RECORDS TO USE:

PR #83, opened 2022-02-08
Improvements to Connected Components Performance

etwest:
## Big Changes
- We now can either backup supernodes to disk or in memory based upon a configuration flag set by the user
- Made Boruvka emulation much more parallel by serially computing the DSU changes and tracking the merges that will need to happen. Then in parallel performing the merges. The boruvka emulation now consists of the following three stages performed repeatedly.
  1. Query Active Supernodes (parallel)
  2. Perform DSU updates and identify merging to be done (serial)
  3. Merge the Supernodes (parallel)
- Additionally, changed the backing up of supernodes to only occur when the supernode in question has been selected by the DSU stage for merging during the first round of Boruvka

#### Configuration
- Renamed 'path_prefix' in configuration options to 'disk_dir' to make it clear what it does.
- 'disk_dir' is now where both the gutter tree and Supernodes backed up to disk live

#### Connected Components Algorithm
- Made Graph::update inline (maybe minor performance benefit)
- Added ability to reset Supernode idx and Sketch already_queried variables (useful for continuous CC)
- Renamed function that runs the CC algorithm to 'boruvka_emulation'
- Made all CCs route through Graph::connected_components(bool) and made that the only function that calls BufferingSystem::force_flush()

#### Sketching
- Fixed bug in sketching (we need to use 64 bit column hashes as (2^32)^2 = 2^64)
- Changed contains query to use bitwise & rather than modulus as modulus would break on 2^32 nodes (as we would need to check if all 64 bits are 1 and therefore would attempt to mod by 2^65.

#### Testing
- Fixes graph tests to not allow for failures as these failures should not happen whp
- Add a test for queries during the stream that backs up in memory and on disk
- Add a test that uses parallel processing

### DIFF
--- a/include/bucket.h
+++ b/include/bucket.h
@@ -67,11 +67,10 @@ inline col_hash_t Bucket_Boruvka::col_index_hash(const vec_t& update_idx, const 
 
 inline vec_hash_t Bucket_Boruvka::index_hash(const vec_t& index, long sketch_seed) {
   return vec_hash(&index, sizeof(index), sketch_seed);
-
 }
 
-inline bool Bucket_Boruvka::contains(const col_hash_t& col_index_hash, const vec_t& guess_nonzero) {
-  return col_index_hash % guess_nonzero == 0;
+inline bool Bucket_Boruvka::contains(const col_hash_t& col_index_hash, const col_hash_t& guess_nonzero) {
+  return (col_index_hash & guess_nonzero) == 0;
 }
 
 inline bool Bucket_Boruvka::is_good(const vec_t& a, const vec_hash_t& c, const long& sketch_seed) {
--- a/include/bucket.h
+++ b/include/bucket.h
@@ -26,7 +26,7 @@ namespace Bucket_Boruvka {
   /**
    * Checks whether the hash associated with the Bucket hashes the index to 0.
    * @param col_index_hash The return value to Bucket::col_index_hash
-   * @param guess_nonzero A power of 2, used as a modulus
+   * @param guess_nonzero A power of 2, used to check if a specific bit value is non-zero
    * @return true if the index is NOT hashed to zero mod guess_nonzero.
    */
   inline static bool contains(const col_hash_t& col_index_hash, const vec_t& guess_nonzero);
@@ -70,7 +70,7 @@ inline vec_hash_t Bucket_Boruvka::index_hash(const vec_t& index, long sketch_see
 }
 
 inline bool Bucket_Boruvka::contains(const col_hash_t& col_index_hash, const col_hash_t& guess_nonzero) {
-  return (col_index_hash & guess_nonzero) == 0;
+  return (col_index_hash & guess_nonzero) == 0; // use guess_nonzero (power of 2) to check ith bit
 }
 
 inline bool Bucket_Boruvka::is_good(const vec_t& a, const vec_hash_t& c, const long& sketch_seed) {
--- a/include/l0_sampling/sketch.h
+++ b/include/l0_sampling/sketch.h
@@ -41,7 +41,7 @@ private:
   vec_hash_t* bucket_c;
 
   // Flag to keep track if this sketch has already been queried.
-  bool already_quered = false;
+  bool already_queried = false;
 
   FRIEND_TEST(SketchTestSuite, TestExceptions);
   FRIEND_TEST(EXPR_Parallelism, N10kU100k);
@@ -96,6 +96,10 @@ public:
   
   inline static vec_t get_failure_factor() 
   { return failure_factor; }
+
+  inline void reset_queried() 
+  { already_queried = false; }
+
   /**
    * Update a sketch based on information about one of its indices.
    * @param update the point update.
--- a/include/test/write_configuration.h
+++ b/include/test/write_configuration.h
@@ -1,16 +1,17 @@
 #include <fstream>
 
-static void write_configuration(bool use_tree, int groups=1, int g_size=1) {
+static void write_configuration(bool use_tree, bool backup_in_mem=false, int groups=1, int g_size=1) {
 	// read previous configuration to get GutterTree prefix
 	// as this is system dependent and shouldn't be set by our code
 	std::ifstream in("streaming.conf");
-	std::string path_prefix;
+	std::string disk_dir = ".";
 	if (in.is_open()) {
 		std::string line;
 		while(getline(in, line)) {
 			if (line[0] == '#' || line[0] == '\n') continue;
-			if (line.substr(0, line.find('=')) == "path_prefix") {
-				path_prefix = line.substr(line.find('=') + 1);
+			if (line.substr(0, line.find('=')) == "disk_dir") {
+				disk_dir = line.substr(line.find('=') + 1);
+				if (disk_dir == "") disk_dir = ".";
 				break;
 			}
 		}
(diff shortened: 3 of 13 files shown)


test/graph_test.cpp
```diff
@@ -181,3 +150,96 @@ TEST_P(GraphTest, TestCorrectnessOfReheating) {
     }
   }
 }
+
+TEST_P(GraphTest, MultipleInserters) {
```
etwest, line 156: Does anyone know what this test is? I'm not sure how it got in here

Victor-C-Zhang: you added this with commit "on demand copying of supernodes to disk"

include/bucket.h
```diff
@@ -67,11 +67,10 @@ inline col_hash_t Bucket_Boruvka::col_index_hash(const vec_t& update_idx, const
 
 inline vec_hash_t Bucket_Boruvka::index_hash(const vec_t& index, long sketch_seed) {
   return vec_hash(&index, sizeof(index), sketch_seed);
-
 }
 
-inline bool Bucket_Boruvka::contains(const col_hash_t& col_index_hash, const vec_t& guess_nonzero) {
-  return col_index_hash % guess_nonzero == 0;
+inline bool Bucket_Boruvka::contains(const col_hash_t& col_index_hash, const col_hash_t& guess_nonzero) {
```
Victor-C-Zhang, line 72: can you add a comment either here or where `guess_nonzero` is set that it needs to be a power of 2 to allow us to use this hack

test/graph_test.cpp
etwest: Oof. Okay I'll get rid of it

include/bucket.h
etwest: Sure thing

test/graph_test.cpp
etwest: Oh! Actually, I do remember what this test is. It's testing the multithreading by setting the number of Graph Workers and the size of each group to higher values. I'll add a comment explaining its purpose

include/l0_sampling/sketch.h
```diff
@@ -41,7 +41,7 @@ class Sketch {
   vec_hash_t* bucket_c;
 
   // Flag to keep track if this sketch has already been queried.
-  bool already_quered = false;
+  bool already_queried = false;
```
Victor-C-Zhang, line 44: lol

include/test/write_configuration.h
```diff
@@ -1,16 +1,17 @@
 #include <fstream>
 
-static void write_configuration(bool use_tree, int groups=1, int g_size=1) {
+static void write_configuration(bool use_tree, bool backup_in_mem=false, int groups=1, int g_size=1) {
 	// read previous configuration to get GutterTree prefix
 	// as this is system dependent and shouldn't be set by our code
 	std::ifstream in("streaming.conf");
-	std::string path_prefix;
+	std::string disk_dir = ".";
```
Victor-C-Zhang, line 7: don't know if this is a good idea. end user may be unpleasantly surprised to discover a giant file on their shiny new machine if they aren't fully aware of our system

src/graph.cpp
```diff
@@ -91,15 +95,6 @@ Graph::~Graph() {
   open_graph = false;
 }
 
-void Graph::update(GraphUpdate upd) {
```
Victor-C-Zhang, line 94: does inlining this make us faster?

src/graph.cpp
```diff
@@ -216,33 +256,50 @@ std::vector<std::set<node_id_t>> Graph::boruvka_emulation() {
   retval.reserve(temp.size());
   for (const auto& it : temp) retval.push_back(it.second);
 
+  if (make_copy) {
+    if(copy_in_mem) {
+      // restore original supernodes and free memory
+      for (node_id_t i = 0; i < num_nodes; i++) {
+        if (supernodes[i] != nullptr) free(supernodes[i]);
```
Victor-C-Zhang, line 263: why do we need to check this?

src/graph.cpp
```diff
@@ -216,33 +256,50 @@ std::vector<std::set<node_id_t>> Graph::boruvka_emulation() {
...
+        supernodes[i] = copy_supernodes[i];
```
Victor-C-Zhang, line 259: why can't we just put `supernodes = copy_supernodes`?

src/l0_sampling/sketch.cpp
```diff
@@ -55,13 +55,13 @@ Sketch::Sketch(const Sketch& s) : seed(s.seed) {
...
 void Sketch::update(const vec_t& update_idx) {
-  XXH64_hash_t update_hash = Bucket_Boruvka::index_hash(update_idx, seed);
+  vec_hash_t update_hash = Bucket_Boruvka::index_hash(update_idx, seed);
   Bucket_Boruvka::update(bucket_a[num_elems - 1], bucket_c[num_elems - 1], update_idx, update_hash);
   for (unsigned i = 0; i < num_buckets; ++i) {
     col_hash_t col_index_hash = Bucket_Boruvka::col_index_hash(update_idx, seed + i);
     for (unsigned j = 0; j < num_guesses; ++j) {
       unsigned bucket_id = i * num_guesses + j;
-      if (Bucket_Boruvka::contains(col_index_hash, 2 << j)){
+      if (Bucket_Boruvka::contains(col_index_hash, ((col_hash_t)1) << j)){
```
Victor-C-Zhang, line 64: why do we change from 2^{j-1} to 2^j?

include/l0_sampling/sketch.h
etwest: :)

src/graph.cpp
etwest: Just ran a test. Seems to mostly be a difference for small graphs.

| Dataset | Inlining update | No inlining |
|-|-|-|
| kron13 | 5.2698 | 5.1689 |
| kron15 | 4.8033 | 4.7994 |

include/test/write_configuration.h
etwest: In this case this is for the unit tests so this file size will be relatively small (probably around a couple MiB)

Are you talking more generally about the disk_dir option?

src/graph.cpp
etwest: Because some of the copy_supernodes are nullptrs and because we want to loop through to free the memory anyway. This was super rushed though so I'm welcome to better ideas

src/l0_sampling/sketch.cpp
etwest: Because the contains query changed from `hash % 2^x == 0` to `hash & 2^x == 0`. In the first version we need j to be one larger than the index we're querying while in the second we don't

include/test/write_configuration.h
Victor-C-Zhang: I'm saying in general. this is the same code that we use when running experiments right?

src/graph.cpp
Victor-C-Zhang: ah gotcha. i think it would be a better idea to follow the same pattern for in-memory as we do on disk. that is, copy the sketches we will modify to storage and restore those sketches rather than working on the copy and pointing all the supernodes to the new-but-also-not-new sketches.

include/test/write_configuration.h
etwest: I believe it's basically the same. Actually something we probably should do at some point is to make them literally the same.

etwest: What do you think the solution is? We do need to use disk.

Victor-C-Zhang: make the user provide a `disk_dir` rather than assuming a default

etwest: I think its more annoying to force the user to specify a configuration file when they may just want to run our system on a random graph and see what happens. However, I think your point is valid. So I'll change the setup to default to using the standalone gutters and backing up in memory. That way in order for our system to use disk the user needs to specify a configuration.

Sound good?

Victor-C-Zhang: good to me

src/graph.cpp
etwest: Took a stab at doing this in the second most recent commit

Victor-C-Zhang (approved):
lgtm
--
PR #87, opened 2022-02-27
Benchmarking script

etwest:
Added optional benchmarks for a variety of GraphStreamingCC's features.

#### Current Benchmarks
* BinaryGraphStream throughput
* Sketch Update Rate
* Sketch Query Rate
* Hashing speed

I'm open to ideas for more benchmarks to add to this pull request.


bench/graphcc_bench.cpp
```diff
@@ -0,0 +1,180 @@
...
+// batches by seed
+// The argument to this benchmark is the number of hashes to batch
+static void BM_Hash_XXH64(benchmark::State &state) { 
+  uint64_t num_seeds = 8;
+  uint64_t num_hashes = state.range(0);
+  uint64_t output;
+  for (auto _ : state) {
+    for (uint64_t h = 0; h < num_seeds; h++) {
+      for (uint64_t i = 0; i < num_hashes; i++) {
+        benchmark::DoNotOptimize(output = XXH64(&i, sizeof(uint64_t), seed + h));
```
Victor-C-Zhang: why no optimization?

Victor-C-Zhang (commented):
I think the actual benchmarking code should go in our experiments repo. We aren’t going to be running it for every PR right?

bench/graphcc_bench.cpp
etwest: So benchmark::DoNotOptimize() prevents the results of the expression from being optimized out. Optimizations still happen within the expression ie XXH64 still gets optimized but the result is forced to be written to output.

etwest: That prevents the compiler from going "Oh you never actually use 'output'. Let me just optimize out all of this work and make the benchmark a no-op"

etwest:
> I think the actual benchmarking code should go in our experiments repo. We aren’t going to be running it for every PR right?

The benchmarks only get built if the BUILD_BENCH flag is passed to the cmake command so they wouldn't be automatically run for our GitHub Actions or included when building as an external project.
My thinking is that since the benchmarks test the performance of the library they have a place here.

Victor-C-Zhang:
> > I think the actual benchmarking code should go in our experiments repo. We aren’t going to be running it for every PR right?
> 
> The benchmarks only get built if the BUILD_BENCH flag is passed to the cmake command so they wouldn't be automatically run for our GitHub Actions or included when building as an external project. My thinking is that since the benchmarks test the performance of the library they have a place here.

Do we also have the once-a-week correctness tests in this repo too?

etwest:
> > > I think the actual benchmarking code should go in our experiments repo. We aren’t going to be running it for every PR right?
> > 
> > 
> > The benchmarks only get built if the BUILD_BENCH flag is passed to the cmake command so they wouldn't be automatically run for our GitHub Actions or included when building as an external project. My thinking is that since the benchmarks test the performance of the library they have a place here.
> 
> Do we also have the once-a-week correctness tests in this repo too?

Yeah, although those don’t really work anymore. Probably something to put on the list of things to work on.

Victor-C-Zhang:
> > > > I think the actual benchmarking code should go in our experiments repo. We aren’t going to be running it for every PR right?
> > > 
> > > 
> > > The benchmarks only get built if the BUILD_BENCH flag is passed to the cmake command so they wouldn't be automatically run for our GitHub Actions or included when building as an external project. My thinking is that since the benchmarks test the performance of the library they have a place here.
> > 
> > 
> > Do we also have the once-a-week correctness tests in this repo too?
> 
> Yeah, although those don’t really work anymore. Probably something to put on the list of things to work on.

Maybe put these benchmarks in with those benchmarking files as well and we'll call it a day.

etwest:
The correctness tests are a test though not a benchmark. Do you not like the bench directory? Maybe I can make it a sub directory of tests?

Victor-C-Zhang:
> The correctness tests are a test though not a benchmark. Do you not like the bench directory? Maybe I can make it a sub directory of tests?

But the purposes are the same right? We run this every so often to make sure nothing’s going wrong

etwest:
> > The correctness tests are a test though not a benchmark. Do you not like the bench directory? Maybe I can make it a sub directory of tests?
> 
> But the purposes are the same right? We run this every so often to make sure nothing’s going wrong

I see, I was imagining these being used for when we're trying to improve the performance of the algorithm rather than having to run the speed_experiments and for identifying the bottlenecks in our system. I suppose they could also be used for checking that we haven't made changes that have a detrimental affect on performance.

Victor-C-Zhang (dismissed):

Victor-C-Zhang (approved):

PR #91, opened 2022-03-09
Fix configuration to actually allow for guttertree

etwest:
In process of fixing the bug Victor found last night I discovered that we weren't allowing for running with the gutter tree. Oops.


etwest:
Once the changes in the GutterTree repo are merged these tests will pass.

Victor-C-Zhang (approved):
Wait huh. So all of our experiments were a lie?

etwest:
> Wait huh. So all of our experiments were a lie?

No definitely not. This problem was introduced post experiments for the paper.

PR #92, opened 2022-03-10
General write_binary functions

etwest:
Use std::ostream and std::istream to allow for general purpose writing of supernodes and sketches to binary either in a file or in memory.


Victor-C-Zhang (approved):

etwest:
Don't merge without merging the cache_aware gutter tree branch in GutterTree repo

REQUIRED WORK:
Which lines of the records above contain the word "Yeah"? Report each one in full.

TASK RESULT:
Yeah, although those don’t really work anymore. Probably something to put on the list of things to work on.
> Yeah, although those don’t really work anymore. Probably something to put on the list of things to work on.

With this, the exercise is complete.